- _PROMPT_
The following data has a line with "- Browser [e.g." and a line with "- Print Report inside window". Write out exactly those lines and all the lines between them.

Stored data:

Issue #3884, opened 2022-05-21
[Bug Report] Shipment Detail report does not finish generating


EdwinBetanc0urt:
#### Steps to reproduce
When executing the Shipment Detail report it stays in a never ending execution.

1. Open the Shipment Detail report.
2. Execute without modifying any parameters.

#### Screenshot or Gif

https://user-images.githubusercontent.com/20288327/169669658-b9b284ce-d257-477d-9f8d-b118dea801d3.mp4

#### Expected behavior
It is expected to generate the output of the report, or otherwise display information about the error to the user.

#### Other relevant information
- Your OS: Kubuntu 20.04
- Java version: OpenJDK Temurin-11.0.15+10
- ADempiere version: Develop with commit [436fd0c](https://github.com/adempiere/adempiere/commit/436fd0c2e90e6fc37e89a136e64583389b9a44fe)
- Browser [e.g. chrome, safari]: Mozilla Firefox 
- Browser Version [e.g. 22]: 100.0
- DB Provider: PostgreSQL
- DB version: 14.2

PR #4246, opened 2023-12-01
Fixed error with many executions for report flagged as `IsForm` inside

yamelsenih:
## Bug
The problem only affect to reports inside windows using button **Print Preview** for non standard reports.

## Step by Step
- Go to **Open Items** -> **Payment Selection** window
- Print Report inside window
- Note that the report show all records

## Base setup
The Print format must be flagged as `Form` and must has **Header** and **Content** bands

## Some History
The problem is that a `OR` operator was add [here](https://github.com/EdwinBetanc0urt/adempiere/commit/5d58da08e190e7f4074dc9618f8bb4b32eb15561#diff-e6e4fea8b4088210a4e30432da4d3b4ebee36723ece363e4d96572d119ca5c7eR874) instead a compose `AND` operator.

Note: This behavior not apply for legacy formats like Invoice, Orders, Shipments and other old hardcoded formats

https://github.com/adempiere/adempiere/assets/2333092/4c03a5a1-0cde-4305-b00b-df8fbf5c3dfa

A example of multiple record:
Screenshot from 2023-11-30 20-12-23

image

Related to: https://github.com/adempiere/adempiere/issues/3884

### DIFF
--- a/base/src/org/compiere/print/ReportEngine.java
+++ b/base/src/org/compiere/print/ReportEngine.java
@@ -869,10 +869,7 @@ queued-job-count = 0  (class javax.print.attribute.standard.QueuedJobCount)
 				columnKey = tableName + "_ID";
 
 			query = MQuery.getEqualQuery(columnKey, pi.getRecord_ID());
-		}
-		if(tableName.startsWith("T_")
-				|| (Optional.ofNullable(pi.getAD_PInstance_ID()).isPresent() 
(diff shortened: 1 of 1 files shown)


carlosaparadam:
Hi @yamelsenih, with this change its this problem again https://github.com/adempiere/adempiere/issues/3884

marcalwestf (commented):
Working on Swing:

I could replicate the error with my own, makeshift print format:
Selection_368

- _ANSWER TO THIS EXERCISE_
- Browser [e.g. chrome, safari]: Mozilla Firefox 
- Browser Version [e.g. 22]: 100.0
- DB Provider: PostgreSQL
- DB version: 14.2

PR #4246, opened 2023-12-01
Fixed error with many executions for report flagged as `IsForm` inside

yamelsenih:
## Bug
The problem only affect to reports inside windows using button **Print Preview** for non standard reports.

## Step by Step
- Go to **Open Items** -> **Payment Selection** window
- Print Report inside window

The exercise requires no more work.